While the official statement by NASA says,“Kathy gives us the extraordinary experience and passion we need to continue to move forward with Artemis and our goal of landing the first woman and the next man on the Moon by 2024,” said Bridenstine.
“She has a deep interest in developing commercial markets in space, dating back to her initial work on the space shuttle program. From Commercial Cargo and now Commercial Crew, she has safely and successfully helped push to expand our nation’s industrial base.

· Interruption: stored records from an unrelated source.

PR #676, opened 2021-08-04
display rule it's in html report

bakito:
This PR adds rule ID and CWE reference to the html report.

### DIFF
--- a/report/html/template.go
+++ b/report/html/template.go
@@ -92,7 +92,7 @@ const templateContent = `
           <div className="columns">
               <div className="column is-three-quarters">
                 <strong className="break-word">{ this.props.data.file } (line { this.props.data.line })</strong>
-                <p>{ this.props.data.details }</p>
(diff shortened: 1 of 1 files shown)


report/html/template.go
```diff
@@ -92,7 +92,7 @@ const templateContent = `
           <div className="columns">
               <div className="column is-three-quarters">
                 <strong className="break-word">{ this.props.data.file } (line { this.props.data.line })</strong>
-                <p>{ this.props.data.details }</p>
+                <p>{this.props.data.rule_id} (CWE-{this.props.data.cwe.id}): { this.props.data.details }</p>
```
mmorel-35, line 95: This shall do the trick
```suggestion
                <p>{this.props.data.rule_id} ({this.props.data.cwe.SprintID()}): { this.props.data.details }</p>
```

bakito: SprintID() is not a function of the JavaScript data object

mmorel-35: You're right ! I thought this was a template with direct access to go functions

ccojocar (approved):

Issue #343, opened 2019-08-22
Issue: Gosec doesn't use context besides the function body


MVrachev:
### Summary 
The problem I encountered is when I am scanning this code with Gosec: 
```
package main

import (
	"log"
	"os/exec"
)

func RunCmd(command string) {
	cmd := exec.Command(command, "5")
	err := cmd.Start()
	if err != nil {
		log.Fatal(err)
	}
	log.Printf("Waiting for command to finish...")
	err = cmd.Wait()
}

func main() {
	RunCmd("sleep")
}
```
Gosec thinks there is command injection and I launched the process with a variable but the command variable in the function `RunCmd` is nothing but a hardcoded string. 

I get an error from Gosec: 

```
G204: Subprocess launched with variable (Confidence: HIGH, Severity: MEDIUM)
  > exec.Command(command, "5")
```

### gosec version
2.0.0
### Go version (output of 'go version')
`go version go1.12.6 darwin/amd64`
### Operating system / Environment
macOS Mojave
### Expected behavior
The problem I noticed here is that Gosec doesn't traverse the three back to the "RunCmd" function call but instead tries to resolve the command variable only in the context of the function.

### Actual behavior
It would be great if Gosec understands better the context not only of the function but the function call with its arguments.

nanikjava:
@MVrachev @ccojocar correct me if I'm wrong:

When there is a call such as this

`cmd := exec.Command(command, "5")`

`gosec` should flag this as valid because `command` is part of the parameter pass when calling function `RunCmd` ?

ccojocar:
`gosec` should not flag that the `command` variable is an insecure input injected by the user because is hardcoded to `sleep` when traversing back the call graph. The main issue is that `gosec` doesn't have the ability to track back to the source the parameters of a function through the call graph.

PR #677, opened 2021-08-05
fix: add more rules for G204

nanikjava:
Fix : #343 

This PR fix is to allow `exec.Command` to use parameter pass as part of function.


nanikjava:
@ccojocar Still WIP but interested to know your thoughts about this fix.

testutils/source.go
```diff
@@ -1369,7 +1369,7 @@ func RunCmd(command string) {
 
 func main() {
 	RunCmd("sleep")
-}`}, 1, gosec.NewConfig()},
+}`}, 0, gosec.NewConfig()},
```
ccojocar, line 1372: Could you please add another test?

nanikjava: @ccojocar added extra test

ccojocar (approved):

Kathy’s the right person to extend the space economy to the lunar vicinity and achieve the ambitious goals we’ve been given,” the statement added.
Lueders, oversaw the May 30 launch of two astronauts on a SpaceX rocket to the International Space Station, the first ever crewed commercial flight into space.
She joined NASA in 1992 and has for years been in charge of the exhaustive testing program for space capsules developed by SpaceX, Boeing and other companies that are partnering with NASA to build vessels that can safely take humans into space.
“You can never sell this NASA and SpaceX team short, they’ve accomplished miracles for me,” Lueders said in a briefing before last month’s launch.
NASA had launched the program to develop commercial space flight, a decade ago under the administration of then-president Barack Obama, marking a dramatic change for the space agency, which had previously designed and built its own rockets and space vehicles.
Under President Donald Trump’s administration, NASA’s schedule aims to put two astronauts, including the first woman, on the Moon in 2024 using the heavy SLS rocket and the Orion capsule.
Meanwhile, the program is running behind schedule as for the making of Moon lander, the space agency has not decided yet zeroed on the name of any company as yet.